La revue Frontières sollicite des propositions d’articles qui traitent des liens entre les approches spatiales et la mort/les morts. Nous souhaitons inscrire ce numéro dans le sillage de la réflexion originale ouverte par la philosophe Vinciane Despret qui, prenant appui sur la sociologie latourienne, s’intéresse aux « modes d’existence » des morts : « leur puissance d’agir, ou plutôt de faire agir, leur capacité à s’imposer de l’“extérieur” traduisent l’effectivité de leur présence ». Nous invitons à une réflexion sur la mort/les morts du point de vue de la frontière, à la fois comme rupture et circulation à travers les dispositifs matériels, discursifs et symboliques mis en place par les vivants pour continuer à vivre. Le numéro pourra également être, dans une perspective plus spécifiquement épistémologique, l’occasion de dresser un bilan des approches spatiales de la mort par l’ensemble des sciences humaines et sociales.

Announcement

Argumentaire

Photographie « Lieu de mémoire » au bord du fleuve Saint-Laurent à Montréal Source : Frédéric Dejean, juillet 2022

La photographie qui ouvre cet appel à contribution renvoie à un événement tragique : la chute mortelle d’une adolescente en juin 2022 dans le fleuve Saint-Laurent, à Montréal. À la suite de ce décès, comme cela arrive fréquemment avec ce type d’accidents (Nicolas, 2006 ; Roberge, 2017), des membres de la famille, des amis, et même des anonymes sont venus déposer sur la berge du fleuve des fleurs, des bougies ou encore des peluches. Bien que l’association de ces objets hétéroclites – l’ours en peluche côtoie la croix chrétienne – n’est pas le résultat d’une action concertée, elle illustre néanmoins la constitution d’un « lieu de mémoire » (Nora, 1997) qui prend forme et sens au sein d’un espace de référence. Dans la perspective ouverte par la géographie culturelle, le lieu, point de jonction d’une culture et d’un contexte, est constitué d’un ensemble de « traces » (Anderson, 2015) qui, par leur permanence et leur matérialité, témoignent des événements passés. Sur la photographie, les objets déposés sont autant de traces qui matérialisent dans l’espace l’événement tragique et sont une invitation à ne pas oublier.

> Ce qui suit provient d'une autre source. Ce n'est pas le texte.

PR #40, opened 2024-08-27
fixed bug with snap info version (BugFix)

fernando79513:
This new version should work well even when using the default `distutils.version import LooseVersion` with python 3.8.

### DIFF
--- a/version-published/snap_info_utility.py
+++ b/version-published/snap_info_utility.py
@@ -65,6 +65,7 @@ def get_version_and_offset(version_str: str):
     # Try to parse the version and dev number
     try:
         Version(base_version)
+        dev_number = int(dev_number)
     except ValueError:
         raise SystemExit(f"Invalid version format: {version_str}")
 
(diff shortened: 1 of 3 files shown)


version-published/snap_info_utility.py
```diff
@@ -78,14 +79,16 @@ def get_previous_tag(base_version: str, repo_path: str):
...
+    tags = [t[1:] for t in tags if t.startswith("v")]
 
     # Get the previous tag corresponding to the base version. We have to do it
     # this way because the tags are only created once the version is published.
     # For example, 4.0.0.dev333 will use the previous tag v3.3.0 to calculate
     # the offset, not v4.0.0. The versions after 4.0.0 will use v4.0.0.
     try:
-        return next(t for t in tags if Version(t) < Version(base_version))
+        return next(
+            f"v{t}" for t in tags if Version(t) < Version(base_version)
```
boukeas, line 90: I find the handling of the `v` prefix a little hard to follow. The `v` is removed when the list of tags is filtered and then re-introduced in this line. Why is that better than e.g. `next(t[1:] for t in tags if Version(t) < Version(base_version))`

boukeas:
I think the `get_previous_version` function might be easier to test if it accepted a list of versions/tags as its input. The way it is right now, it relies on whatever `git tag` returns.

version-published/snap_info_utility.py
```diff
@@ -65,6 +65,7 @@ def get_version_and_offset(version_str: str):
     # Try to parse the version and dev number
     try:
         Version(base_version)
+        dev_number = int(dev_number)
```
boukeas, line 68: There's some repetition here, the function itself returns `int(dev_number)`.

version-published/snap_info_utility.py
fernando79513: It's basically the same. The `pakaging.version` module handled both versions with v or without v in front the same way, but `distutils.version` does not handle that.

I decided to create the list of tags without the trailing "v" because in the output of `get_version_and_offset` returns the base version without the "v", so I the `tags` list with the same format.

If you think it is more confusing that way, I can trim the starting "v" in the iterator.

version-published/snap_info_utility.py
fernando79513: Yes, I moved the `int()` inside the try so it fails beforehand if the dev number is not an integer. I will remove the second one

boukeas (approved):
Thanks for addressing the comments Fernando. All good.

Science des dimensions spatiales des sociétés (Lévy et Lussault, 2013), la géographie s’est tout d’abord intéressée à ces traces des morts et de la mort dans le paysage. Pionnier dans l’approche géographique des religions, Pierre Deffontaines, dans Géographie et religions (1948), ne consacre pas moins de trois chapitres aux morts (« Habitation des morts », « Le peuplement des morts » et « Voyages des morts ou vers les morts »). Dans ces pages, le géographe se demande comment les disparus inscrivent leur empreinte dans l’espace des vivants. Cet intérêt des géographes pour les marqueurs des morts/de la mort dans l’espace des sociétés a été confirmé ces dernières années par la géographie culturelle, en particulier dans le monde anglophone, qui fédère des travaux originaux autour du concept de deathscape (Maddrell et Sidaway, 2010). Néanmoins, témoignant de ce que certains observateurs ont appelé un « tournant spatial » dans les sciences humaines et sociales (Warf et Arias, 2009), les dimensions spatiales de la mort et des morts intéressent désormais au-delà des frontières de la discipline géographique : sociologues, anthropologues, historiens ou encore philosophes font de l’espace une notion opératoire de leurs analyses.

L’engouement pour des analyses par le prisme de l’espace rappelle que la mort est souvent décrite en des termes géographiques : dans plusieurs traditions religieuses et spirituelles elle est désignée comme « le dernier voyage » ou « l’ultime traversée ». Malgré tout, si la mort est – du moins dans la conscience occidentale sécularisée – une rupture radicale entre le vivant et le mort, le présent et l’absent, il existe des formes de circulation entre ces deux mondes : c’est le cas par exemple des personnes ayant vécu une expérience de mort imminente (Holden et al., 2009) et que l’on désigne en anglais par l’acronyme NDE (« near death experience »), ou dans la culture populaire de la figure bien connue du mort-vivant ou du revenant. Le vocable de « revenant » souligne également l’importance de la sémantique géographique1. Les nombreux travaux sur les fantômes (Barthe-Deloizy et al., 2018 ; Delaplace, 2018 ; Kwon, 2008) dans des contextes culturels variés illustrent également cet intérêt pour ce mode d’existence spectral où les morts viennent inscrire leur présence dans l’espace des vivants, et les vivants visitent à l’occasion le monde des morts.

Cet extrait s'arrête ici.